++++ Provided information ++++

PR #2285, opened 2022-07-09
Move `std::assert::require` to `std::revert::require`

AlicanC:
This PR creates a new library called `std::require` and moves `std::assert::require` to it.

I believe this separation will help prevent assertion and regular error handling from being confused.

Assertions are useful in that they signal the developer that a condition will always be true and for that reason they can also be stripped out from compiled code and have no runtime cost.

++++
++++ Provided information ++++

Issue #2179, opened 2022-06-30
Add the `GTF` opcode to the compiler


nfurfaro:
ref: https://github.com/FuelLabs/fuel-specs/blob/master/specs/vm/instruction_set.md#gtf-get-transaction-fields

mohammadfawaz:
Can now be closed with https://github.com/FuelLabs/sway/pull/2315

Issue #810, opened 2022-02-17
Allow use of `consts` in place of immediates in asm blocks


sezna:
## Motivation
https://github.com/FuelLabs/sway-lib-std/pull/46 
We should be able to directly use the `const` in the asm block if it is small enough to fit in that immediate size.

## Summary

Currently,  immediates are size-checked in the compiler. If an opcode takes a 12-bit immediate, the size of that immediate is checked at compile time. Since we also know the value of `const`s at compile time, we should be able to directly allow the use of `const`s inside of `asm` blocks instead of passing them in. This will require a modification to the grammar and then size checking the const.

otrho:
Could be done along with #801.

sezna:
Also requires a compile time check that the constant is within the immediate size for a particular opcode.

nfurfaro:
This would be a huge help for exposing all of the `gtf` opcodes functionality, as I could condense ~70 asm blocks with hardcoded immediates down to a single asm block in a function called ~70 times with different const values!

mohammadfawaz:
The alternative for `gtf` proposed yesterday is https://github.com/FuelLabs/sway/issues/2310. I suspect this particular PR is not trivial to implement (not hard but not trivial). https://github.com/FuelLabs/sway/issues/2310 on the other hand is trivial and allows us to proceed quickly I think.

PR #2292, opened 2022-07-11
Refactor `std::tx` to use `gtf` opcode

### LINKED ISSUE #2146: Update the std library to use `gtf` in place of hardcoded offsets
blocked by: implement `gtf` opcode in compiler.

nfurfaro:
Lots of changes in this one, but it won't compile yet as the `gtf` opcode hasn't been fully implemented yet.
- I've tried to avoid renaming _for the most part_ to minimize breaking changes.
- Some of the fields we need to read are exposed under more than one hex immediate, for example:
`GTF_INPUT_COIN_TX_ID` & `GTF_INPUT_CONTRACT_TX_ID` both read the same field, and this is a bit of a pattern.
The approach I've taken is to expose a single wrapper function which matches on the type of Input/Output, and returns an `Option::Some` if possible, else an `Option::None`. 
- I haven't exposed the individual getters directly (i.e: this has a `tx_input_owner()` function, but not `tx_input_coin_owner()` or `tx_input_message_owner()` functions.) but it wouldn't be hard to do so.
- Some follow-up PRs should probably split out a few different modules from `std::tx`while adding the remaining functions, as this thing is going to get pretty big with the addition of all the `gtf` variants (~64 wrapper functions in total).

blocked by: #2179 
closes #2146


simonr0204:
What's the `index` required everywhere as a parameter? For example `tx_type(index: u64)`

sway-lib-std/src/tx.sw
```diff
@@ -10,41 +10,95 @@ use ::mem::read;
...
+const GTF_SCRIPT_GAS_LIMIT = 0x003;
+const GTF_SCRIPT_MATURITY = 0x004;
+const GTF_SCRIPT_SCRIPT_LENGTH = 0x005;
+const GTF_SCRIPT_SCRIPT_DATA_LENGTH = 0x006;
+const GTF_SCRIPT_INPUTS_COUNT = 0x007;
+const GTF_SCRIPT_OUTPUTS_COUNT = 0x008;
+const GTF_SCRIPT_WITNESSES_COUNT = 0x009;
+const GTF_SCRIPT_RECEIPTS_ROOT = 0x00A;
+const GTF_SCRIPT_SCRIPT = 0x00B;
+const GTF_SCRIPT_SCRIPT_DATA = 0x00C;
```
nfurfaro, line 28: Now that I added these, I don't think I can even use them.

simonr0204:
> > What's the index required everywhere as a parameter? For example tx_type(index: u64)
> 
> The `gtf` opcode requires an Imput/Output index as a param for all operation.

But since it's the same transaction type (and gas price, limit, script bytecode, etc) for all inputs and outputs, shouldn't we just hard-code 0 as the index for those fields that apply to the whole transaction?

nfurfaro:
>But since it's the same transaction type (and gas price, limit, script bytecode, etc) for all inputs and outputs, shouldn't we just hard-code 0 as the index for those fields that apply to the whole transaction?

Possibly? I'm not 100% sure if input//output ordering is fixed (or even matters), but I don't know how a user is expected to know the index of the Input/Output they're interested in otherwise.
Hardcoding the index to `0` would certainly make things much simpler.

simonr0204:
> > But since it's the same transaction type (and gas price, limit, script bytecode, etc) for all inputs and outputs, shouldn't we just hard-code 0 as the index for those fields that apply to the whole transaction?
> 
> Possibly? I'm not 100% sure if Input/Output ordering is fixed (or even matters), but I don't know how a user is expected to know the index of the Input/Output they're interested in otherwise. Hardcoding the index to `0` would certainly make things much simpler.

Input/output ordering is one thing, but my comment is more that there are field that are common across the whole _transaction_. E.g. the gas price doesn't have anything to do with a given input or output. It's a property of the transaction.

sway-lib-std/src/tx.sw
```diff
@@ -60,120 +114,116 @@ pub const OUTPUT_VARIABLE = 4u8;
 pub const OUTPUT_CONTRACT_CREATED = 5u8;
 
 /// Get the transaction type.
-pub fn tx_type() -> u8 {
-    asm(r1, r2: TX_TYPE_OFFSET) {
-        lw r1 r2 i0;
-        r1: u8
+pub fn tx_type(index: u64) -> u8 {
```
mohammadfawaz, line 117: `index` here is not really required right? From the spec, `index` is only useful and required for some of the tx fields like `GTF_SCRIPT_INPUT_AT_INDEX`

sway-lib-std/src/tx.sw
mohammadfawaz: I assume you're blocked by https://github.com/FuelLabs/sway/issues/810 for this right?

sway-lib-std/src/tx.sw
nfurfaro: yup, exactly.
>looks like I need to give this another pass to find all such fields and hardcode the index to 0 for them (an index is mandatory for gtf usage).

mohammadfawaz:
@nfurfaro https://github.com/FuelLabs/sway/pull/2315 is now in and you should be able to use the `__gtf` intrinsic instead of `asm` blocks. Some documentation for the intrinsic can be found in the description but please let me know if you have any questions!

++++

▶ _Exercise_
Print, from the entries above, the line with "The alternative for", the line with "- I haven't" and all lines between them, exactly and with nothing else.

▶ _Output of the task_
The alternative for `gtf` proposed yesterday is https://github.com/FuelLabs/sway/issues/2310. I suspect this particular PR is not trivial to implement (not hard but not trivial). https://github.com/FuelLabs/sway/issues/2310 on the other hand is trivial and allows us to proceed quickly I think.

PR #2292, opened 2022-07-11
Refactor `std::tx` to use `gtf` opcode

### LINKED ISSUE #2146: Update the std library to use `gtf` in place of hardcoded offsets
blocked by: implement `gtf` opcode in compiler.

nfurfaro:
Lots of changes in this one, but it won't compile yet as the `gtf` opcode hasn't been fully implemented yet.
- I've tried to avoid renaming _for the most part_ to minimize breaking changes.
- Some of the fields we need to read are exposed under more than one hex immediate, for example:
`GTF_INPUT_COIN_TX_ID` & `GTF_INPUT_CONTRACT_TX_ID` both read the same field, and this is a bit of a pattern.
The approach I've taken is to expose a single wrapper function which matches on the type of Input/Output, and returns an `Option::Some` if possible, else an `Option::None`. 
- I haven't exposed the individual getters directly (i.e: this has a `tx_input_owner()` function, but not `tx_input_coin_owner()` or `tx_input_message_owner()` functions.) but it wouldn't be hard to do so.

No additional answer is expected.